D’ailleurs le Britannique ARM — filiale du Japonais SoftBank — a dû arrêter sa collaboration avec Huawei. Ce dernier ne peut donc plus fabriquer ses puces Kirin avec une architecture ARM. Panasonic également s’est éloigné de Huawei, mais ce dernier peut tout de même toujours compter sur le fondeur TSMC.
Un retour à la normale est-il possible ?
Il y a des raisons de croire que cette sanction sert surtout de levier de négociations à l’administration Trump dans sa guerre commerciale contre la Chine. En fonction des discussions et des compromis qui pourront être faits de part et d’autre, un retour à la normale est tout à fait plausible. Les choses s’améliorent d’ailleurs un peu pour Huawei qui a pu retrouver sa place au sein de la Wi-Fi Alliance et de la SD Association en plus de voir son Mate 20 Pro réintégrer les rangs de la bêta d’Android 10 Q.
Qu’en est-il des opérateurs téléphoniques ?
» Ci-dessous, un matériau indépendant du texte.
PR #40, opened 2014-09-28
Feature: revision excludes

tkruse:
So this is the PR is was preparing. It includes all commits of #38, so #38 should be decided and merged first, and then may this PR be amended.

This PR is mostly for early discussion, though it is fully functional and tested.

The README.md change explain how to use the new feature.

As an example, for a real-world project:

Before
```
Using these dependencies:
project.ext {
    JDK_VERSION = 1.7

    versions = [
            servlet_api        : '3.1.0',
            spring             : '4.0.6.RELEASE',
            spring_boot        : '1.1.5.RELEASE',
            wicket             : '6.16.0',
            jackson            : '2.3.3',
            slf4j              : '1.7.6',
            mockito            : '1.9.5',
            assertj            : '1.6.1'
    ]

}

dependencies {
    compile "org.slf4j:slf4j-api:$versions.slf4j"

    compile("org.apache.commons:commons-lang3:3.3.2") { force = true }

    compile("com.google.guava:guava:18.0") { force = true }

    compile "org.springframework:spring-core:$versions.spring"

    compile("com.fasterxml.jackson.core:jackson-core:$versions.jackson") { force = true }

    compile("org.apache.wicket:wicket-core:$versions.wicket") { force = true }
    compile "org.apache.wicket:wicket-util:$versions.wicket"

    testCompile 'junit:junit:4.11'
    testCompile("org.assertj:assertj-core:$versions.assertj")
    testCompile("org.mockito:mockito-core:$versions.mockito") {
      exclude group: 'org.hamcrest'
    }
}


 - com.google.guava:guava:18.0
 - org.apache.commons:commons-lang3:3.3.2
 - org.assertj:assertj-core:1.6.1

 - com.fasterxml.jackson.core:jackson-core [2.3.3 -> 2.4.2]
 - junit:junit [4.11 -> 4.12-beta-2]
 - org.apache.wicket:wicket-core [6.16.0 -> 7.0.0-M3]
 - org.apache.wicket:wicket-util [6.16.0 -> 7.0.0-M3]
 - org.mockito:mockito-core [1.9.5 -> 1.10.3]
 - org.slf4j:slf4j-api [1.7.6 -> 1.7.7]
 - org.springframework:spring-core [4.0.6.RELEASE -> 4.1.0.RC2]
```

After
```
/ / Using this block:
versionsConfig {
  lookupRevisionMapper = { Dependency dep ->
    if (dep.group == 'org.apache.wicket') {
      return '(,7.0['
    }
    if (dep.group == 'org.springframework') {
      return '(,4.1['
    }
    if (dep.group == 'junit') {
      return '4.12'
    }
  }
}

 - com.google.guava:guava:18.0
 - org.apache.commons:commons-lang3:3.3.2
 - org.assertj:assertj-core:1.6.1

 - com.fasterxml.jackson.core:jackson-core [2.3.3 -> 2.4.2]
 - org.apache.wicket:wicket-core [6.16.0 -> 6.17.0]
 - org.apache.wicket:wicket-util [6.16.0 -> 6.17.0]
 - org.mockito:mockito-core [1.9.5 -> 1.10.3]
 - org.slf4j:slf4j-api [1.7.6 -> 1.7.7]
 - org.springframework:spring-core [4.0.6.RELEASE -> 4.0.7.RELEASE]

 - junit:junit

```
So the manually fixed report shows the update to wicket and spring that matter to me.

Concerns:
- The message "Failed to determine the *latest* version..." does not really fit
- Not sure whether you like the way a the configuration uses a closure to return a String:

An alternative would be to try to mimic the way in default gradle transitive dependencies can be modified:
```
configurations {
    all {
        resolutionStrategy {
            eachDependency(new Action<DependencyResolveDetails>() {
                @Override
                void execute(DependencyResolveDetails details) {
                    def requested = details.requested
                    if (requested.group == 'org.springframework') {
                        details.useVersion "4.0.6"
                    ...
```
See 
http://www.gradle.org/docs/current/userguide/dependency_management.html
section 51.8.2.1
But that would require more code.


ben-manes:
The plugin now uses the configuration's `resolutionStrategy`, so additional exclusions can be specified in the user's build.

tkruse:
Hi Ben,
I fail to see how I can add exclusions to get the result that I want. Can you give an example, maybe for org.springframework:spring-core [4.0.6.RELEASE -> 4.1.0.RC2] instead showing the latest 4.0.x release?

tkruse:
Hm, I got a result by doing this:
```
configurations {
  all {
             componentSelection {
                all { ComponentSelection selection ->
                    if (selection.candidate.group == 'org.mockito' && selection.candidate.version >= '2.0') {
                        selection.reject("ignoring 2.x versions")
                    }
                }
            }
        }
    }
}
```
based on https://docs.gradle.org/current/dsl/org.gradle.api.artifacts.ComponentSelectionRules.html
Is that what you meant?
It is a bit noisy in the logs because all rejected versions yield a log line (twice):
```
Selection of org.mockito:mockito-all:2.0.2-beta rejected by component selection rule: ignoring 2.x versions
Selection of org.mockito:mockito-all:2.0.1-beta rejected by component selection rule: ignoring 2.x versions
Selection of org.mockito:mockito-all:2.0.0-beta rejected by component selection rule: ignoring 2.x versions
Selection of org.mockito:mockito-all:2.0.2-beta rejected by component selection rule: ignoring 2.x versions
Selection of org.mockito:mockito-all:2.0.1-beta rejected by component selection rule: ignoring 2.x versions
Selection of org.mockito:mockito-all:2.0.0-beta rejected by component selection rule: ignoring 2.x versions
```

but I get what I need:
```- org.mockito:mockito-all [1.10.18 -> 1.10.19]```

**Comment by ben-manes** [comment]
Yep, you got it. =)

I think the noise is because (a) multiple repositories being checked and (b) the selection rules being run twice. The logging is in Gradle, so not much we can do about that. I think its only displayed with `--info` though.

The reason the rules are run twice is because they are being run for your current configuration and then again on a copy set to find the latest. For #68 I plan on adding an extension, something similar to yours, so that the selection rule can set only on the dependencyUpdates' copy for evaluation.

**Comment by tkruse** [comment]
It's not pretty in the gradle file. I had thought about writing an extension such that the output would be more verbose, like:
```
- org.mockito:mockito-all [1.10.18 -> 1.10.19 -> 1.11.5 -> 2.1.6]
```
meaning the latest version with same major and minor, the latest with same major, and the global latest. That would serve the same purpose, but go without additional configuration. Not sure if that is easily feasible though, I guess it would involve parsing version numbers, which would result in hacks. 

Just brainstorming in case you see an easy solution one day.

ben-manes:
Oh all suggestions are appreciated! :-)

The rule configuration is very verbose. For the common case of setting a global pattern, like excluding betas, we could have an extension property that internally expands to the rule. For more power users would still have access to the rule to do per component filtering.

The trick for the expanded version list is getting it through the Gradle API. Gradle expects to select an exact version or the latest that meets a criteria. We could have a rule that rejects all versions (except for the current) and captures the version list. This would be a roundabout way to get the information, but would let us show the transition flow. I think this is doable and, like you said, cover most scenarios without any rule configuration required in the user's build file.

Overall I think component selection rules are the right way to go, but it will take a few iterations to use them optimally.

Dans plusieurs endroits du monde, des opérateurs téléphoniques ont annoncés qu’ils rompaient leur collaboration avec Huawei. Plusieurs lancements de produits ici et là ont ainsi été avortés.
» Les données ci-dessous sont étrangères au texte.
PR #48, opened 2015-01-27
Change file output name

ColtonKaroses:
If I call 'gradle dependencyUpdates -DoutputDir=/any/path/with/permission' and I have a multiple project build, files get overwritten.  This is because the output file is always named 'result.txt', and it is all written to the same folder for each project.  I changed the filenames to be the same as the project name so this doesn't happen.  So now, the output file is located at 'build/dependencyUpdates/exampleProject.txt'.

### DIFF
--- a/README.md
+++ b/README.md
@@ -58,11 +58,19 @@ You can also set multiple output formats using comma as the separator:
 gradle dependencyUpdates -Drevision=release -DoutputFormatter=json,xml
 ```
 
-Last, the task property `outputDir` controls the output directory for the report  file(s). The directory will be created if it does not exist.
+The task property `outputDir` controls the output directory for the report  file(s). The directory will be created if it does not exist.
 The default value is set to `build/dependencyUpdates`
 
 ```groovy
 gradle dependencyUpdates -Drevision=release -DoutputFormatter=json -DoutputDir=/any/path/with/permission
+```
+
+Last, the task property 'useProjectAsFilename' controls the filename of the report.  This is a boolean value that defaults to false.
+If the value is false, the output files will all be named 'report' e.g. 'report.xml' or 'report.json'.
+If the value is set to true, the value will be set to the project name. e.g. 'exampleProject.txt'
+
+```groovy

Pourquoi uniquement Huawei et Honor, et pas Xiaomi, Oppo, OnePlus, etc. ?
C’est une question posée sur Twitter. Pour le moment, le gouvernement américain s’en est pris à ZTE et Huawei car ce sont également des équipementiers télécom. Par contre, on ne peut pas complètement repousser une hypothèse où l’interdiction touche toutes les entreprises chinoises. Dans cette bataille économique des États-Unis et de la Chine, tout est possible.
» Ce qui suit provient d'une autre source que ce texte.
PR #59, opened 2015-05-21
make plugin work for multi-module android project with flatDirs

dbachelder:
some quick fixes to get things working for our project... not sure if you want these changes or not...

### DIFF
--- a/gradle/wrapper/gradle-wrapper.properties
+++ b/gradle/wrapper/gradle-wrapper.properties
@@ -1,6 +1,6 @@
-#Tue Nov 25 14:37:34 CET 2014
+#Thu May 21 06:48:31 PDT 2015
 distributionBase=GRADLE_USER_HOME
 distributionPath=wrapper/dists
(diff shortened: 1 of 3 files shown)


ben-manes:
Thanks! What are the benefits between this approach and ignoring flatDir repositories? I can think of two possible ones.

First that when dependency was unresolved, due to ignoring the repository, there was no exceptional cause and thus no clear reason given in the log. That may have been partially due to the logging bug you fixed.

The other is that even though flatDir repositories lack metadata, the version may be inferred by the dependency name. This may make the dependency comparable against a version found in an external repository and provide meaningful update information. I'm not sure if this is what Gradle will actually due, though.

dbachelder:
I was still ending up with NPE's when run against our project. I think hiding the flatDir repos wasn't actually hiding the dependencies.

ben-manes:
Thanks! I wrote a unit test that reproduced the NPE, which your changes fix.

@jochenberger Please perform a release when you have the time.

Issue #104, opened 2016-06-07
[Minor bug] Depend on the OS when printing output.


zsavely:
I see an output:
`...\TestingProject\app\build/dependencyUpdates/report.txt` 
As you see, there are both backslashes and forward slashes. This probably affects nothing however copying from the console would be easier.

ben-manes:
Thanks for fixing this.

PR #106, opened 2016-06-07
Changed '/' to a system dependent separator.

zsavely:
Addresses https://github.com/ben-manes/gradle-versions-plugin/issues/104.


ben-manes:
Thanks!

PR #128, opened 2017-02-07
upgrade Gradle wrapper to 3.3

jochenberger:


jochenberger:
A more recent version is required for #129

ben-manes:
Its amusing they updated the shell script to correct "Windowz"

PR #129, opened 2017-02-07
add a test that ensures compatibility with different Gradle versions

jochenberger:
This only tests against Gradle 2.0 and 3.3. We can always add other versions later.


ben-manes:
Nice

PR #130, opened 2017-02-07
add Travis build

jochenberger:
@ben-manes, you probably have to enable the build from https://travis-ci.org/ben-manes/gradle-versions-plugin, I don't have the required permissions.

### DIFF
--- a/.travis.yml
+++ b/.travis.yml
@@ -1,0 +1,4 @@
+language: java
+cache:
+  directories:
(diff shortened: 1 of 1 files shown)


jochenberger:
Of course, if you prefer another CI provider, we can also use that one. I have only used Travis so far, so I can't advise on which one's best.

ben-manes:
I like Travis. Thanks!

PR #131, opened 2017-02-08
Support Gradle 3.4

ben-manes:
Work in progress. Doesn't handle resolution strategies properly, so may not be the correct approach.

@jochenberger

### DIFF
--- a/gradle/wrapper/gradle-wrapper.properties
+++ b/gradle/wrapper/gradle-wrapper.properties
@@ -3,4 +3,4 @@ distributionBase=GRADLE_USER_HOME
 distributionPath=wrapper/dists
 zipStoreBase=GRADLE_USER_HOME
 zipStorePath=wrapper/dists
-distributionUrl=https\://services.gradle.org/distributions/gradle-3.4-rc-2-bin.zip
+distributionUrl=https\://services.gradle.org/distributions/gradle-3.3-bin.zip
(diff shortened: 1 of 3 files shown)


gradle/wrapper/gradle-wrapper.properties
```diff
@@ -3,4 +3,4 @@ distributionBase=GRADLE_USER_HOME
 distributionPath=wrapper/dists
 zipStoreBase=GRADLE_USER_HOME
 zipStorePath=wrapper/dists
-distributionUrl=https\://services.gradle.org/distributions/gradle-3.3-bin.zip
+distributionUrl=https\://services.gradle.org/distributions/gradle-3.4-rc-2-bin.zip
```
jochenberger: You don't have to update the wrapper version to test against new Gradle versions. TestKit takes care of forking a build with the specified release.

jochenberger: In fact, I think we should not make this change in this PR, This just affects the Gradle version that is used to *build* the plugin. https://github.com/ben-manes/gradle-versions-plugin/pull/131/commits/ba4d411e955a4dff40a40c05c78585fed82fc515 adds 3.4-rc-2 to the versions to test against.

ben-manes: Sure, we can drop this. I was manually testing example build scripts

jochenberger:
That doesn't seem to be right, it also breaks Gradle 2.0 and 1.12 (and probably others that we don't test against).

PR #132, opened 2017-02-08
Fix for Gradle 1.12

jochenberger:
The plugin does not run with Gradle 1.12 anymore. It also fails for earlier versions, but let's take one step at a time.


jochenberger:
Probably caused by 122ba358bdd5d0a34dbb39b441f9aaf4cc31b597

PR #135, opened 2017-02-08
Deploy from travis

jochenberger:
Travis will automatically build tags and deploy them to the Bintray repository

### DIFF
--- a/.travis.yml
+++ b/.travis.yml
@@ -2,3 +2,10 @@ language: java
 cache:
   directories:
   - $HOME/.gradle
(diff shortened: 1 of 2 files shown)


jochenberger:
@ben-manes That means that you can also create releases now. :-)

ben-manes:
Oh no. Now I need a new excuse to bug you :)

jochenberger:
Well, it doesn't mean that you *have to* create the releases. Also, we can still hope that it just doesn't work. ;-)

PR #142, opened 2017-03-06
	add sudo prefix to bitbridge4/6/6a

MelvinTo:


jerrchen:
sudo was intentionally removed due to memory usage once there are a lot of devices.

PR #148, opened 2017-03-11
capability cap_net_admin is required for bitbridge

MelvinTo:


MelvinTo:
the cap_net_admin patch needs to be applied on release branch, or bitbridge4 wont run on 3.4 kernel.

PR #150, opened 2017-03-13
patch to fix NIC performance issue

MelvinTo:


jerrchen:
release_pi_3_0 is now active.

Notez que si Huawei représente un danger pour la sécurité intérieur américaine d’après Donald Trump, ce dernier est prêt à autoriser ce « danger » si la Chine négocie un accord commercial avec les Etats-Unis.
Dois-je garder mon smartphone Huawei ou Honor ?
Malgré ce décret, votre smartphone Huawei ou Honor reste fonctionnel. Par contre, la mise à jour Android Q — la prochaine mise à jour majeure d’Android poussée par Google — ne sera pas disponible. Néanmoins, il semble précoce de revendre son smartphone ou d’annuler son achat sous prétexte du décret américain. Les choses peuvent rapidement changer.
En attendant que la situation s’arrange, nous ne conseillons pas d’acheter un smartphone Huawei ou Honor aujourd’hui.
Quelles sont les alternatives pour Huawei ?
Le groupe Huawei va sans doute faire appel de cette décision, et les gouvernements américains et chinois vont tenter de trouver une issue à ce conflit. Néanmoins, Huawei se tenait déjà prêt à remplacer Android. Le groupe chinois développe son propre OS et peut également décider de développer un OS basé sur Android grâce à AOSP. En Chine, Android a plus de 90 %, de parts de marché malgré l’absence de Google. Rajoutons aussi que l’OS maison de Huawei serait capable de faire tourner des applications Android.
En déverouillant le bootloader, Huawei pourrait éventuellement trouver des solutions.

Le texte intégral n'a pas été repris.